お笑い芸人が書いたエッセイなら本棚にあるぞ、とひっさびさにオードリー若林「社会人大学人見知り学部卒業見込」の付箋はったとこだけ読み返し。やっぱり黒ひげ危機一発の、「何かをして何も起こらなかった時、飛ぶ可能性は上がっている」は大好きだなあと思う。これも結局「勝つための努力は無駄かどうか」の角度を変えた答えなんだけど、これを言えるのは結局1度は黒ひげを飛ばしたことがあるからなんだよね。リアルな世界では飛ばない樽なんていくらでも転がっている。それでも最後の穴まであきらめずに剣を刺しつづけることが、どれほど孤独で恐ろしいか。

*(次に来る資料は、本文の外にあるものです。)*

PR #652, opened 2019-04-25
Improving the legend display in plot_kde and plot_energy. Fixes #643

### LINKED ISSUE #643: Color scheme not displayed in plot_energy.
The color scheme is not displayed in the legend for a default energy plot.
arviz-plot_energy-1

This behavior is not observed when we set `kind='hist'`.
arviz-plot_energy-2

Ban-zee:
This commit fixes the legend display in `plot_kde` as discussed in #643. The issue of plot_energy legend has not been resolved yet.

### DIFF
--- a/arviz/plots/kdeplot.py
+++ b/arviz/plots/kdeplot.py
@@ -2,6 +2,7 @@
 import warnings
 import numpy as np
 import matplotlib.pyplot as plt
+from matplotlib.patches import Patch
 from scipy.signal import gaussian, convolve, convolve2d  # pylint: disable=no-name-in-module
 from scipy.sparse import coo_matrix
 import xarray as xr
@@ -167,6 +168,7 @@ def plot_kde(
         plot_kwargs.setdefault("color", "C0")
 
         default_color = plot_kwargs.get("color")
+
         if fill_kwargs is None:
             fill_kwargs = {}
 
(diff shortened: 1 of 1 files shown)


aloctavodia:
LGTM!

Ban-zee:
`plot_energy` legend still need to be resolved. Ideally, this commit should have resolved that as well but for some reason, it does not.

arviz/plots/kdeplot.py
```diff
@@ -227,7 +229,8 @@ def plot_kde(
             fill_func(fill_x, fill_y, **fill_kwargs)
 
         if legend and label:
-            ax.legend()
+            legend_element = [Patch(edgecolor=default_color, label=label)]
+            ax.legend(handles=legend_element)
```
OriolAbril: This only overrides the previous behavior to always show a square of color `default_color` in the legend. In my opinion, 2 different cases must be detected to generate the legend in different ways.

1. `alpha=0` in `fill_kwargs`: The legend should show a line, not a rectangle. This is what the code used to do in all the cases. It can be left like that or it can be done using a `Line2D` object.
1. `alpha!=0` in `fill_kwargs`: the legend should show a rectangle, whose `facecolor` should be the color in `fill_kwargs`, `edgecolor` is the color in `plot_kwargs`, and both `fill_kwargs` and `plot_kwargs` should be passed (at least partially) to the `Patch` object. This is the reason why I would recommend using `linewidth=0` instead of `alpha=0` to hide line plots (and alpha for area/fill plots).

OriolAbril:
> `plot_energy` legend still need to be resolved. Ideally, this commit should have resolved that as well but for some reason, it does not.

I would tackle this after completely solving the behavior of `plot_kde`. For now the legend in `plot_energy` is based in the fact that the plots are generated with labels _always_, but the legend is only shown if `legend==True`. Thus, plotting several plots and generating the legend at the end will collect all the labels from all plots.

自分と同世代で似かよった教育を受けてきた人たちと話していると、彼らがあまりにも剣を刺すことを厭うのでびっくりする。「やらないで後悔するよりやって後悔したほうがいい」みたいな考え方は、みごとに満場一致で否定される。普通っぽいこと・普遍的なものはとりあえずナナメに批判しとけでアイデンティティ保ってるのがわれわれ文系ではあるけれど、そういう考え方を「賢い人はなんとものごとを難しく考えることよ(詠嘆)」とそれなりに尊重して同化しようとしてたのが10年くらい前までで、最近はラフに「あ、こりゃ別人種だ」と思うようになった。哲学者と哲学研究者は違う、という単純なことが私はわかっていなかった。研究者と研究研究者は違う、といったほうが正しいかもしれない。今の研究者の成功はいかに若くして一定の地位に着くか、だ。
「マッチョ」という言葉は文系的文脈では完全にマイナスの表現なんだけど、私はどうやら脳筋であるらしく、少なくとも腺病質な脳は持ち合わせていなかった。ジムに通いはじめて思いのほかウェイトトレーニングにはまってる今。